The review found 24 publications of randomly controlled trials (RCTs) on 1,578 children and 16 nonrandomized studies. Among other things, it found 1 RCT for propranolol that indicated it prevented migraine more effectively than placebo, saying that the drug was estimated “to result in complete cessation of migraine attacks in 713 per 1,000 children treated.” It also found “no bothersome adverse effects that could lead to treatment discontinuation.”

The review did find 1 RCT for trazodone and 1 RCT for nimodipine that showed those drugs decreased migraine days more effectively than placebo. However, studies of topiramate, divalproex, and clonidine showed them to be no more effective than placebo.

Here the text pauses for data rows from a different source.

PR #11872, opened 2025-01-06
wayland: Apply toplevel bounds to windows

### LINKED ISSUE #11747: SDL2: Windows with SDL_WINDOW_RESIZABLE and no SDL_SetWindowMinimumSize() shouldn't ever spawn with parts cut off
Windows created with SDL2 which have a SDL_WINDOW_RESIZABLE flag  and no SDL_SetWindowMinimumSize() that requires them to do so, shouldn't ever spawn with parts cut off. Sadly, this happens anyway at least with the wayland video driver (I haven't tested any other). This seems to mean I either need to try to detect screens manually and then spawn on one with a shrunk size if needed that fits, or manually resize it down somehow after spawning, all of which seems both error prone to do manually and something which most if not all apps would want to be doing out of the box. Therefore, I think it would make sense to patch this in SDL2 and SDL3.

**Tested with SDL2 version:** 2.30.9

**Tested on system:** postmarketOS 24.12 Linux

**Tested with compositor:** kwin_wayland 6.2.4

Kontrabant:
Apply the supplied xdg-toplevel bounds to resizable windows during initial mapping. Libdecor functionality will have to added separately, as the functionality needs to be added to the library first.

Fixes #11747

### DIFF
--- a/src/video/wayland/SDL_waylandwindow.c
+++ b/src/video/wayland/SDL_waylandwindow.c
@@ -833,6 +833,12 @@ static void handle_configure_xdg_toplevel(void *data,
                 if (floating) {
                     width = window->floating.w;
                     height = window->floating.h;
+
+                    // Clamp the window to the toplevel bounds, if any are set.
+                    if (wind->toplevel_bounds.width && wind->toplevel_bounds.height) {
+                        width = SDL_min(wind->toplevel_bounds.width, width);
+                        height = SDL_min(wind->toplevel_bounds.height, height);
+                    }
                 } else {
                     width = window->windowed.w;
                     height = window->windowed.h;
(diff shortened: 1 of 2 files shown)


Kontrabant:
This will need manual backporting to SDL2, which is in progress.

ell1e:
For what it's worth, from the code I'm not sure if this is limited to SDL_WINDOW_RESIZABLE, which perhaps it should be(? not sure). Sorry if I just read it wrong, I wanted to point it out if that's a helpful observation.

Kontrabant:
Oops, you're right. The SDL3 version is in a resizable-only path, but SDL2 is not. One second…

ell1e:
I'm also not sure if https://wiki.libsdl.org/SDL2/SDL_SetWindowMinimumSize comes into play here, or if it should at all. Sorry again if I just missed where it's applied.

Kontrabant:
The window size is manually clamped to min/max/aspect later on in the configuration process.

ell1e:
Thank you so much for fixing this :heart:

Kontrabant:
Welcome!

PR #11874, opened 2025-01-07
emscripten: Only use EM_JS_DEPS when available

dddaniel:
To be backwards compaitble with older emscripten version, EM_JS_DEPS is only used when available.

### DIFF
--- a/src/SDL_internal.h
+++ b/src/SDL_internal.h
@@ -217,6 +217,12 @@
 #define SDL_EndThreadFunction NULL
 #endif
 
+#ifdef EM_JS_DEPS
+#define SDL_EM_JS_DEPS(name, deps) EM_JS_DEPS(name, deps)
+#else
+#define SDL_EM_JS_DEPS(name, deps)
+#endif
+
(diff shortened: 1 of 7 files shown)


icculus:
We kind of need these or the thing won't link (or worse, _will_ link and fail at runtime).

Is there a reason to run an old Emscripten build? It's free and easy to update, and old installs tend to have serious issues resolved in later updates.

dddaniel:
> We kind of need these or the thing won't link (or worse, _will_ link and fail at runtime).
> 

Hi @icculus, the EM_JS_DEPS is still used when available. So there should be no link issues. It's only voided when build with an older emscripten version in which EM_JS_DEPS doesn't exist yet.

> Is there a reason to run an old Emscripten build? It's free and easy to update, and old installs tend to have serious issues resolved in later updates.

You are right about that. It's probably better to just use a recent emscripten version. I just encountered that issue when building with emscriten from the debian testing repos. Which seems to be very old (even for testing). The  EM_JS_DEPS macro has been added in emscripten since october 2022 already.

PR #11879, opened 2025-01-07
tray: Don't call g_object_unref(NULL)

smcv:
g_object_unref() only accepts valid object instances.

### DIFF
--- a/src/tray/unix/SDL_tray.c
+++ b/src/tray/unix/SDL_tray.c
@@ -671,7 +671,9 @@ void SDL_DestroyTray(SDL_Tray *tray)
         SDL_RemovePath(tray->icon_path);
     }
 
-    g_object_unref(tray->indicator);
+    if (tray->indicator) {
+        g_object_unref(tray->indicator);
+    }
 
     SDL_free(tray);
 


slouken:
Merged, thanks!

Semphriss:
I just found this issue and I'm wondering, in what situation would `tray->indicator` be `NULL`? Unless I'm missing something, it is set once when creating the tray, and it's not freed until destruction.

smcv:
> I just found this issue and I'm wondering, in what situation would `tray->indicator` be `NULL`? Unless I'm missing something, it is set once when creating the tray, and it's not freed until destruction.

I'm actually not sure whether it's possible in the code as currently structured. If I remember correctly, I think I saw criticals from GLib for unref'ing a null indicator object while working on #11887? Or perhaps it was possible for a tray to be freed with no indicator object yet at some point while I was trying to resolve #11887, but isn't possible in the implementation that got merged?

At the moment I see that the only "failed halfway through construction" code path just does a `SDL_Free()` on the half-constructed object, but it would be easy to have a situation where that's not correct (for example leaking other dynamically-allocated struct members). I find that it's usually best for destructors to tolerate being called on an object that was only half-constructed, so that you can safely call the destructor on any non-null instance of the appropriate type.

The report also found, “Sodium valproate demonstrated no significant differences for migraine prevention or migraine-related disability compared with propranolol (2 RCTs) or topiramate (1 RCT).” Asked in an interview if that means that sodium valproate is as good as propranolol for this purpose, Tatyana A. Shamliyan, MD, MS, one of the study’s authors, said she and her colleagues did not make that conclusion because the trials were different in terms of elements such as doses.

“But definitely physicians can use this information for individualized treatment decisions,” Shamliyan said. If, for example, propranolol doesn’t work, physicians might try other drugs while very carefully monitoring for adverse effects, she noted.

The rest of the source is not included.